As I see it, there are multiple things going on here: 1) creators do not feel in control 2) all users are treated as equivalent users and 3) the flow control system itself.
Slight Edit: in the below paragraph I said RLY instead of CC when listing the examples. I have updated the paragraph to be correct.
I will start with #3. The way I understand the flow control system to work is that the moment a user purchases some amount (any amount) of a creator coin the timer starts ticking. As time passes, they “unlock” the ability to transact a larger and larger portion of coin until after 30 days they have unlocked the ability to transact 5% of the coin’s supply. On the surface this seems reasonable, except that someone figured out that they could buy 1 RLY worth of a CC, wait 30 days, and then pump it, causing other people to get excited by the rise and put in more, only to immediately cash out everything they’ve put in it. A classic pump and dump. So long as they transact less than 5% of the coin supply they are within flow control limits as defined. A simple change here is that instead of unlocking 5% of the coin supply, they move towards unlocking the maximum of their already held supply. Additional “buys” relock an equal amount of the buy on scale with what they already hold. A few examples of what I mean: 1) I buy 1 CC, wait 30 days, and then buy 30 CC. At the moment of the second buy, I can transfer/withdraw 1 CC, but I have to wait another 30 days to fully unlock the rest of the CC. 2) I buy 40 CC, wait 30 days, and then buy 30 CC. At the moment of the second buy, I can transfer/withdraw 40 CC. 3) I buy 40 CC, wait 15 days, and then buy 40 CC, wait 15 days, and then buy 40 CC. At the time of the second buy, I can transfer/withdraw 20 CC (half way through unlocking the first buy). At the time of the third buy I can transfer/withdraw 60 CC (all of the first buy; assuming I didn’t cash any out yet, and half of the second buy).

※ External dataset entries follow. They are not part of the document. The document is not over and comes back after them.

PR #47, opened 2024-05-09
Add SUMA integration ADR

nelsonkopliku:
As per the title: SUMA integration ADR.

### DIFF
--- a/adr/0013-suma-integration.md
+++ b/adr/0013-suma-integration.md
@@ -1,0 +1,46 @@
+# 13. Tracking Software updates discovery results
+
+Date: 2024-05-07
+
+## Status
+
+Accepted
+
+## Context
+
+Trento features currently building on top of [SUSE Manager](https://www.suse.com/products/suse-manager/) (**SUMA** from here onwards) integration mainly consist in:
+- running software updates discoveries
+- exposing relevant patches and upgradable packages
+
+At the moment there is no known reactiveness in SUMA allowing Trento to be notified about state changes, so Trento proactively triggers software updates discoveries at relevant moments (ie Host registration, change in SUMA settings, in a scheduled fashion), potentially changing host health.
+
+Information used to determine a discovery outcome is the result of several requests to SUMA and is the same data useful to be exposed as relevant patches and upgradable packages.
+
+At discovery time SUMA is always queried directly in order to get a fresh representation of its state, however since the same kind information retrieved during discovery is what at the end has to be exposed as relevant patches and upgradable packages, we need to decide how the exposing side of the integration is treated.
+
+## Considered Options
+
+- **Proxied Results Retrieval**: Retrieval of software updates is proxied to SUMA
+- **Tracking Software Updates Discovery results**: Software updates discovery results are tracked in Trento at discovery time and exposed via API
+
+## Decision
+
+At the time of writing the following was taken into account as a driver for the integration
+
+> *Trento must be consistent with itself*: ie if there are patches affecting a hosts's health, Trento must provide a consistent information from different application sections, even if it means being out of sync with the actual state in SUMA
+
+As mentioned, software updates discovery results is what we rely on in order to changing the host's health, and is also the relevant information to be exposed by Trento.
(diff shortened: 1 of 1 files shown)


adr/0013-suma-integration.md
```diff
@@ -0,0 +1,141 @@
...
+
+Date: 2024-05-07
+
+## Status
+
+Accepted
+
+## Context
+
+Keeping SAP infrastructure up-to-date and secure is a crucial task for system administrators, allowing vulnerabilities reduction and overall system improvement in terms of features and performance.
```
arbulu89, line 11: To be honest, this initial chapter looks a bit "actually" out of context.
As it doesn't talk about any technical challenge.
It talks about about a product new feature.

I think the context should talk about the challenge of communicating with a 3rd party component that doesn't have any reactiveness, and we are forced to poll data in periodical basis.

adr/0013-suma-integration.md
```diff
@@ -0,0 +1,141 @@
...
+
+These premises make it both **strategically and technically convenient** leveraging SUMA's capabilities within Trento to provide a comprehensive SUSE driven experience to SAP userbase.
+
+> Current integration only focuses on enhancing visibility by running software updates discoveries. No corrective actions are taken on the hosts by Trento.
+>
+> SUMA version, and related HTTP APIs, currently targeter for integration is [4.3](https://documentation.suse.com/suma/4.3/api/suse-manager/index.html)
+
+## Considered Options
+
+- **Eventless Integration**: just proxying SUMA API calls directly within Trento's APIs, without the need of interacting with Trento's event driven nature
```
arbulu89, line 27: I think that here, on top of the table, we had 2 real scenario, as the health usage on the host health was initially taken as granted, as it was a business requirement.

1. Query and show data coming directly from SUMA (with the disadvantage that the data coming might not be consistent with the host health)
2. Query and store data coming from SUMA, so the health of the host is calculated always with the latest discovered suma info

With that being said, I would said that this initial implementation goes with the 2nd option, as we don't have any capability by now to know if there are changes in SUMA without polling directly.
With this, I would say that the 1st option could be "workarounded" just dispatching the health updated command everytime we query SUMA, but we discarded for not adding this side effect in "read" api query

arbulu89 (commented):
Hey @nelsonkopliku ,
I didn't have yet the chance to go through all of it.
I think that we should focus the ADR in the debate of "all proxied" or "proxied data save in trento DB".
Which was the part that has real impact on the decision and the real dilema.
The fact of having the health affected is a business decision so not really something we could really architect.

In my opinion, we should comment 2 options, and why we chose the 2nd by now.
We can expose as well that we do a scheduled query as SUMA doesn't have any way of notifying 3rd parties of its changes.

I think with this we would cover all the main discussions we had.
For me, personally, everything else is not really a architectural debate, because there weren't real dilemas. They were things that actually came from our Product owner in his tests (for example, that the a discovery must be made on host registered). We could list them if needed in a simple bullet list fashion, without going to complex.

That being said, I want to hear the opinion for others as well. Maybe having such a super detailed record is something they like

nelsonkopliku:
Thanks for the feedback @arbulu89!

So, yes, there may be different focus levels.

I'd be fine in re-scoping only on _track vs non-track suma results_.

I more or less unconsciously went with this exhaustiveness to give comprehensive overview to newcomers :smile:

nelsonkopliku:
Hey @arbulu89, I still think there was interesting information in the initial _extended version_, however I see that maybe not for this specific ADR. Rescoped to what suggested :+1:

rtorrero (approved):
LGTM

arbulu89 (approved):
@nelsonkopliku 
I like much much more this version, actually I find it really good.
And I appreciate the effort you put in the other condensed version, but I personally think that it was a bit out of context for a ADR.
Maybe we could put that other content in some other `doc`.

Thank you man!!

nelsonkopliku:
Thanks @arbulu89!

> Maybe we could put that other content in some other doc.
I was actually thinking about that, so I kept a copy of that version :smile:

dottorblaster:
Sorry, late to the party.

I also wanted to praise the new version of the ADR, thank you for this @nelsonkopliku :+1:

Similar proportional scaling like this should help fix the volatility of a coin, which was the original intended purpose of flow controls.

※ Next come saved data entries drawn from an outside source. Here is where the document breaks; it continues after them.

PR #52, opened 2024-08-07
Add checks decoupling ADR

dottorblaster:
Adding an ADR to sum up the state of the discussion about the checks' decoupling

### DIFF
--- a/adr/0014-decoupling-of-trento-checks-from-wanda.md
+++ b/adr/0014-decoupling-of-trento-checks-from-wanda.md
@@ -1,0 +1,31 @@
+# 14. Decoupling of Trento checks from Wanda
+
+Date: 2024-08-06
+
+## Status
+
+Accepted
+
+## Context
+
+Trento includes a component called Wanda that is responsible for performing various configuration checks on the system.
+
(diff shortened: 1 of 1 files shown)


arbulu89 (approved):
Thank you @dottorblaster 
My doubt now is how we are going to ship the currently existing checks.
Are we going to have some of them in the wanda project, or are we going to move all checks to a separated project?
And specially how we deliver the checks in a k3s setup. Is the user required to install the checks using the RPM and mount the folder in k3s?
I'm talking more about the delivery and installation than the decoupling itself.

PD: specially in cloud based k3s deployments, where the user cannot go and install RPM packages and mount volumes as they wish

dottorblaster:
@arbulu89 you're right, I was assuming too much :smile: 

The plan there is having a separate repo for all the checks, build the volume through our infrastructure and then publish the volume to our registry, so we can put that into our own Helm chart and users can download the artifact automatically.

I'll write that into the ADR, thanks for the feedback!

dottorblaster:
Also on a second thought I have to play a bit with OBS in order to get an image of our checks :grimacing: thanks for pointing that out!

dottorblaster:
@arbulu89 in the end we will have to mount a shared volume between Wanda and a sidecar container that will have to copy the checks on startup. Thanks for pointing that out, I completely missed that one.

PR #12, opened 2017-12-20
Add command line options to extraction

Ganonmaster:
My experience with `argparse` is very limited. A lot of this code could probably be cleaned up later. Mainly splitting the actual detection/extraction logic from the argument parsing and output.


Clorr:
Thanks for the feature!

#2) With any kind of flow control system, there are going to be inherent problems in transacting large amounts of coin. This was already noticed before flow controls were implemented, and so they were implemented with the built-in exemption of creators and their own coin. So there is technically already a solution to the large transaction problem: Instead of User A paying User B, User A can pay the creator and the creator can pay User B. But this is very cumbersome and will eventually overwhelm the creator. Abstracting this, essentially the creator would be acting as a disinterested party to the transaction, or, in the finance world, they are acting as a clearing house. In a programmatic sense, what has happened is that the creator is white-listed to use as much of their own coin as they would like. Instead of the way it is currently done, it should be expanded to be a formal white-list that the creator is on for their own coin. They should even be able to remove themselves from it if they so desire (for potential reasons in #1). Likewise they should be able to add people to it. There is inherent risk here: a white-listed user now has the opportunity to tank the economy if they have the means and the motive. And so the number of users on a coin’s white-list should be exceedingly low; certainly less than 10 and probably less than 5. An arbitrary cap could be used, or not; either way, it needs to be clear to creators that adding someone to that white-list is very very risky and shouldn’t be done without very good reason. Potentially a further step would be for a quorum of creators to maintain a list of “pre-approved” and “not-approved” accounts that the creator in question could check against to see if this person asking for white-listing has a legitimate reason for doing so. But the details of that could be worked out later. I just can’t see any reasonable way to do an auction-house or storefront without white-listing some accounts.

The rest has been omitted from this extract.